What is required:
Go over the data and keep only the lines that include "whether".
=======
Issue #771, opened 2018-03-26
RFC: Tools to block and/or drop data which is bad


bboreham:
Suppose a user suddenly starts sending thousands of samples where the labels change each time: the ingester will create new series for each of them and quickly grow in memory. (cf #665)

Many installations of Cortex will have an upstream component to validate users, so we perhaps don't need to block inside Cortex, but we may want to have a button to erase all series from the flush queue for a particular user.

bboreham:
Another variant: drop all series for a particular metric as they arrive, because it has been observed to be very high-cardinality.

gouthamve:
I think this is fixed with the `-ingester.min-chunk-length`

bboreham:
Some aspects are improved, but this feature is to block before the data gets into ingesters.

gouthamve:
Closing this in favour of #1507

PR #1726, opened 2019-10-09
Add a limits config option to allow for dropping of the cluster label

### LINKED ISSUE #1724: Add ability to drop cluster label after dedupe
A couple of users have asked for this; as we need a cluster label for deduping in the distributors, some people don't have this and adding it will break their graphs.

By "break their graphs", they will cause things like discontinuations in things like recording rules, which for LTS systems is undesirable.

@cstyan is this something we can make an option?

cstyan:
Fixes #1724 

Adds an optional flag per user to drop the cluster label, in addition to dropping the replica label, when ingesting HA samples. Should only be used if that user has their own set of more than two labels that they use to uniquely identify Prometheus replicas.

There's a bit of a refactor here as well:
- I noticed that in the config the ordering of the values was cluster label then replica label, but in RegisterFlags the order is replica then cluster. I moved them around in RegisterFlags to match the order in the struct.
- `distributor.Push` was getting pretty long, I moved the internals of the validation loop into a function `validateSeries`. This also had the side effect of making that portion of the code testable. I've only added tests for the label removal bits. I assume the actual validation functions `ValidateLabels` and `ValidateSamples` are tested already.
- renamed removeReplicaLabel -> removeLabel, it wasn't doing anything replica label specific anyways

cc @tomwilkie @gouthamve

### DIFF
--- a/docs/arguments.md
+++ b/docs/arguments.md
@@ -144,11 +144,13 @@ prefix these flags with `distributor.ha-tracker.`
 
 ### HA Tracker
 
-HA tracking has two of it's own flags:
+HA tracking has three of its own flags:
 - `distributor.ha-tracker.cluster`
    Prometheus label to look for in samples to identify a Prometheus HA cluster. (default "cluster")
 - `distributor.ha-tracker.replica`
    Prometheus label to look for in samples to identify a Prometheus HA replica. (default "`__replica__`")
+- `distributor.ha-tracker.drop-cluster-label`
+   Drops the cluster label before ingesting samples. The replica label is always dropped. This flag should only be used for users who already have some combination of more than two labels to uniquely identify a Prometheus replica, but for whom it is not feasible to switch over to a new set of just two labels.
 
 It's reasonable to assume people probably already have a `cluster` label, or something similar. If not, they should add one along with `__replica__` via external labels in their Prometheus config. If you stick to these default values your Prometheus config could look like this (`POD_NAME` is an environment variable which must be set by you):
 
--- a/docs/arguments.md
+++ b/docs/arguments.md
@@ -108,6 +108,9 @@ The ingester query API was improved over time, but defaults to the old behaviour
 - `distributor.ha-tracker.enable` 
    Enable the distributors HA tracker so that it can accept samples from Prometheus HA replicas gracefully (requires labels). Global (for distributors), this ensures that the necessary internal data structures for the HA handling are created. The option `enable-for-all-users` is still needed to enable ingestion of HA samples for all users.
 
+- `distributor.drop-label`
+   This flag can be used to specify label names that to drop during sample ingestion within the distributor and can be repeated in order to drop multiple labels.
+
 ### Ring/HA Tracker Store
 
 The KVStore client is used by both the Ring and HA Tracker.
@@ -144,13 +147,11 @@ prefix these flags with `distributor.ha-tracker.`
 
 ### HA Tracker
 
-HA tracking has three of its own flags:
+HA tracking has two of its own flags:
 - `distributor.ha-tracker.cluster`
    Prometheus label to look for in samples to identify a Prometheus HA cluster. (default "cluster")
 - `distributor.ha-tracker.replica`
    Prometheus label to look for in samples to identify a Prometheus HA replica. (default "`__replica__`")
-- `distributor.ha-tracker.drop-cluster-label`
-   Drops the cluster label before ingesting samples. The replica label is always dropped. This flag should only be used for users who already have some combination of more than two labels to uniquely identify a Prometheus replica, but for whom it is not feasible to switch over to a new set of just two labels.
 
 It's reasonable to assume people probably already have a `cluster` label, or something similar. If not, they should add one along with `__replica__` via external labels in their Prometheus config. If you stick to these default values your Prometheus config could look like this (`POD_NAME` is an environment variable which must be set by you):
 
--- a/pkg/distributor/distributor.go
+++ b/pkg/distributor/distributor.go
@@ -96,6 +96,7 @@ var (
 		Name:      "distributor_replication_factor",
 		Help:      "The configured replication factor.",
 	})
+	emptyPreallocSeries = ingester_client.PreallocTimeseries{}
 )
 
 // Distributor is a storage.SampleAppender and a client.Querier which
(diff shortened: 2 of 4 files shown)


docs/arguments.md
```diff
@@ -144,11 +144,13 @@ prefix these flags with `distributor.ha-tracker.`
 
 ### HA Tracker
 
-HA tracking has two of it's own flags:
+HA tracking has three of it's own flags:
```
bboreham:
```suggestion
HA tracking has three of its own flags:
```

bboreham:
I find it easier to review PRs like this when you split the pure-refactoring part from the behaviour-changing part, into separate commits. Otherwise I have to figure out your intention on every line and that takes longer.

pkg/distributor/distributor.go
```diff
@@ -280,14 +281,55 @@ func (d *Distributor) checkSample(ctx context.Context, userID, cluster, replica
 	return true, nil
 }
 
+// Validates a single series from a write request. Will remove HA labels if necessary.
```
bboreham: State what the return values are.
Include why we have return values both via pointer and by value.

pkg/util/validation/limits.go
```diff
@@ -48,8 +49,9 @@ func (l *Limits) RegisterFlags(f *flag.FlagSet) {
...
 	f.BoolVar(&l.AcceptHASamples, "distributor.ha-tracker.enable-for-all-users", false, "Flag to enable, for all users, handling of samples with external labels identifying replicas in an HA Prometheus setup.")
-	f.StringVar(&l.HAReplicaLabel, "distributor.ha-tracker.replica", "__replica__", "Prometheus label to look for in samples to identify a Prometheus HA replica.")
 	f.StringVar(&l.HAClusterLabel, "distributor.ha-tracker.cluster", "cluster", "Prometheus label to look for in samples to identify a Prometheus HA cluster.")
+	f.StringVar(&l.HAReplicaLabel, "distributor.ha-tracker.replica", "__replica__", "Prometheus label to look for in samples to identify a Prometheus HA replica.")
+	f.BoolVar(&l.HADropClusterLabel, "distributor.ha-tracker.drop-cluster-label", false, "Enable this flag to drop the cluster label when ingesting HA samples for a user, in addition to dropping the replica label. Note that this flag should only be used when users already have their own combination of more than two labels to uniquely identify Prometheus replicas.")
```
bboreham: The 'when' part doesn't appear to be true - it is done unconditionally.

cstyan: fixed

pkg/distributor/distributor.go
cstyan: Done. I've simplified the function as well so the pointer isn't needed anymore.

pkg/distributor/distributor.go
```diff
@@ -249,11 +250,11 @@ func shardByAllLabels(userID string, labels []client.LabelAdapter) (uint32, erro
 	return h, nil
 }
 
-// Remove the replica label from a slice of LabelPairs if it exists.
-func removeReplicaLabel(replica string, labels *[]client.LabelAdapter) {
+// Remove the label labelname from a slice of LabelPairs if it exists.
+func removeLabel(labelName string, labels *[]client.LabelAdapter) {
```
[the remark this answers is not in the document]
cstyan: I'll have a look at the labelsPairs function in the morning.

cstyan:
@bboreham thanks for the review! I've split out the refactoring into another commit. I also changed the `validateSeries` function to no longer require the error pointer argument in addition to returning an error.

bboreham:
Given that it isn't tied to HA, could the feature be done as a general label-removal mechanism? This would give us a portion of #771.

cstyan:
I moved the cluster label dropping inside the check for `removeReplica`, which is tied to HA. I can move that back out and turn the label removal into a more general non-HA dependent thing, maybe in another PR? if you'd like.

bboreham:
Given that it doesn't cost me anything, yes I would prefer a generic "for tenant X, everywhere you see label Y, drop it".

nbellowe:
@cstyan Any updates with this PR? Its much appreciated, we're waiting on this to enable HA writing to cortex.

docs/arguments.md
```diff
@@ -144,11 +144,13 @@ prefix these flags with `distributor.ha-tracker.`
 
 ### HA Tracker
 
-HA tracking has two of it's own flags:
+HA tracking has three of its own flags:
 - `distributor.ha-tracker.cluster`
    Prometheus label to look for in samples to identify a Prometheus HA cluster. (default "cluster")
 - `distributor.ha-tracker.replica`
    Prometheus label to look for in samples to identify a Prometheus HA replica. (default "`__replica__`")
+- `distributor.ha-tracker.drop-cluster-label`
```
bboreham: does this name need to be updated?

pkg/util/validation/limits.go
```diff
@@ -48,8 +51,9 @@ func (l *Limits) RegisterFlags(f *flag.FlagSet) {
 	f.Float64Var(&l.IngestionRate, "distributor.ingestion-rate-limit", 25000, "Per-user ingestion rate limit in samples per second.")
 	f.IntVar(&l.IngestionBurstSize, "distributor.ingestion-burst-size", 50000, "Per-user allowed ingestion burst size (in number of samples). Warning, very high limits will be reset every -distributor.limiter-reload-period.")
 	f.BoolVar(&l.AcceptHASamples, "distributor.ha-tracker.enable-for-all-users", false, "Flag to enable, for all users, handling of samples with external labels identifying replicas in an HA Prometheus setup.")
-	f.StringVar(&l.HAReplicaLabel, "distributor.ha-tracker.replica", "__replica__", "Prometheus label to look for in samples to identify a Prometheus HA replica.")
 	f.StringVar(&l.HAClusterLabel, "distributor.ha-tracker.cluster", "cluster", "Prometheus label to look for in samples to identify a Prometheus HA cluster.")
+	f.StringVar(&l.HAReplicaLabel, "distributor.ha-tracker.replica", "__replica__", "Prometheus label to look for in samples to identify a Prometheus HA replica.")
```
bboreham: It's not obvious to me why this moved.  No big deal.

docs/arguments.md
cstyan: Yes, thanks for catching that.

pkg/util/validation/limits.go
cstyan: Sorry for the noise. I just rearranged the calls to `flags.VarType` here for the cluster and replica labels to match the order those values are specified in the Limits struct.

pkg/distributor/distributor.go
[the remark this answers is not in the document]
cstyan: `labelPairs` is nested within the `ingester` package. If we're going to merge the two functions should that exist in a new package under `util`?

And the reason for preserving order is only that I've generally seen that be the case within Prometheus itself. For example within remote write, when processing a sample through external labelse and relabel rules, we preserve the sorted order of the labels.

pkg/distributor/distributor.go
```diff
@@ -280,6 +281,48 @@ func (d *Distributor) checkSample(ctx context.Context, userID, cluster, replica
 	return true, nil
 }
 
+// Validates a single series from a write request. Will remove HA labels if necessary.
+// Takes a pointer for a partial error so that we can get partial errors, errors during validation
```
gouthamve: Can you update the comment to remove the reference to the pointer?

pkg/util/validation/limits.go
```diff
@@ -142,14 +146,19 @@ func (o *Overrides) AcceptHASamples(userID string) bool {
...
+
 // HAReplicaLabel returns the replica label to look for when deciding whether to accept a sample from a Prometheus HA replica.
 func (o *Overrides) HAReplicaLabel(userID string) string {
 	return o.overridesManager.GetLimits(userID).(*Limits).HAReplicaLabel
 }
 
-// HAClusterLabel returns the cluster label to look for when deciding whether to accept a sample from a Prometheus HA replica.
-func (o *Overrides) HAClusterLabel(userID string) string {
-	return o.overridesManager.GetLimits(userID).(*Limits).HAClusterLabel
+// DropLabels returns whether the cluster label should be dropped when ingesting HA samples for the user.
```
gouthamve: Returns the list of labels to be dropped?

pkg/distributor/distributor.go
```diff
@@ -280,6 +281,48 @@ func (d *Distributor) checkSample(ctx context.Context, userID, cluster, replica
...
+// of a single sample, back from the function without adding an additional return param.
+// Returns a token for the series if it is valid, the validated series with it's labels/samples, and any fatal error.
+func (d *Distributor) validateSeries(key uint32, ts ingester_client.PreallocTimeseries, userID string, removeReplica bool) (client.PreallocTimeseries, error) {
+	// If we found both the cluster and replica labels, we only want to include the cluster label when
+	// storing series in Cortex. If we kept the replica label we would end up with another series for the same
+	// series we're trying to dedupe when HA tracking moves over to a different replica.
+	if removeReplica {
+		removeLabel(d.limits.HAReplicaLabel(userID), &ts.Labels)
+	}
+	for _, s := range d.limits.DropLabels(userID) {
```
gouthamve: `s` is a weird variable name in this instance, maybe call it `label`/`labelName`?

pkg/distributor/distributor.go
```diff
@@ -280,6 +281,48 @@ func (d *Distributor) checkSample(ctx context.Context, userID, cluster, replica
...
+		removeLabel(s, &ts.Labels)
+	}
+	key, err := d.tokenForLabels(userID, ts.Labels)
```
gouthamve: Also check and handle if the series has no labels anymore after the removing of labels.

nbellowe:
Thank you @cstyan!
=======
Solution to the problem:
 // HAReplicaLabel returns the replica label to look for when deciding whether to accept a sample from a Prometheus HA replica.
-// HAClusterLabel returns the cluster label to look for when deciding whether to accept a sample from a Prometheus HA replica.
+// DropLabels returns whether the cluster label should be dropped when ingesting HA samples for the user.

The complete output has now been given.